Profile
About me
I started my career on the offensive side—breaking into systems before real attackers could, and showing organizations exactly where they were exposed. For several years, I co-led the Red Team Tower at Payatu, working alongside some of the sharpest minds in the industry. Those years in consulting taught me how attackers think, how systems quietly fail, and where organizations are most likely to get blindsided.
These days, I'm a Security Engineer at a FinTech startup, and I've crossed over to the defensive engineering side. I design secure infrastructure, automate detection pipelines, build security tooling, and hunt for weaknesses before they escalate into incidents. Whether I'm hardening cloud environments, securing AI-powered systems, investigating something that doesn't look right, or chasing an elusive bug at 2 a.m., the challenge stays the same: turning complex security problems into practical, scalable defenses.
Outside the office, cybersecurity is still my favorite rabbit hole. You'll find me tinkering in my personal Homelab, burning through Boot2Root Machines, playing CTFs, experimenting with new tech, or exploring emerging areas like AI and LLM security. I like understanding how systems break, why they break, and what it takes to build them better.

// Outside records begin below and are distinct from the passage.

PR #7815, opened 2024-04-28
fix: Apply custom patches

jackylamhk:
- Update Django settings
- Disable CVAT self-signup
- Update nginx and uvicorn config


jackylamhk:
Accidentally opened this PR for the upstream branch - please ignore.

I'm deeply passionate about solving complex cybersecurity challenges—whether they come through real-world projects, CTFs, Boot2Root Machines, or personal Homelab projects.
This site is where I document that journey—research, projects, hard lessons, and the occasional spectacular mistake. It covers offensive security, security engineering, cloud security, automation, AI security, and everything in between. If that sounds interesting, explore the blog.
P.S. If you're wondering why I go by the alias 0xpurecha0s, there's a story behind it.
What I'm doing
-
Infrastructure & Network Security
I can help perform in-depth infrastructure and network security assessments for your organization. These assessments are designed to uncover misconfigurations, exposed services, insecure protocols, and architectural weaknesses across on-prem, cloud, and hybrid environments. I've conducted such evaluations for numerous organizations, including several in the Fortune 500, helping them strengthen their foundational security posture and mitigate real-world risks.
-
Website Pentesting
I offer comprehensive web application penetration testing to identify and exploit vulnerabilities in websites, APIs, and associated backend components. These assessments simulate real-world attack scenarios — including injection flaws, authentication bypasses, business logic abuse, and client-side attacks — to evaluate the security of your application. I've tested a wide range of applications, from startups to enterprise-grade platforms.
-
Mobile Application Pentesting
I also have some background in testing for security issues in Mobile Application (iOS/Android).
-
Cloud
I have a very strong background in testing for security issues on cloud platforms like Azure and AWS. I have highlighted very serious configuration issues which have helped organization in securing their Cloud Infrastructure.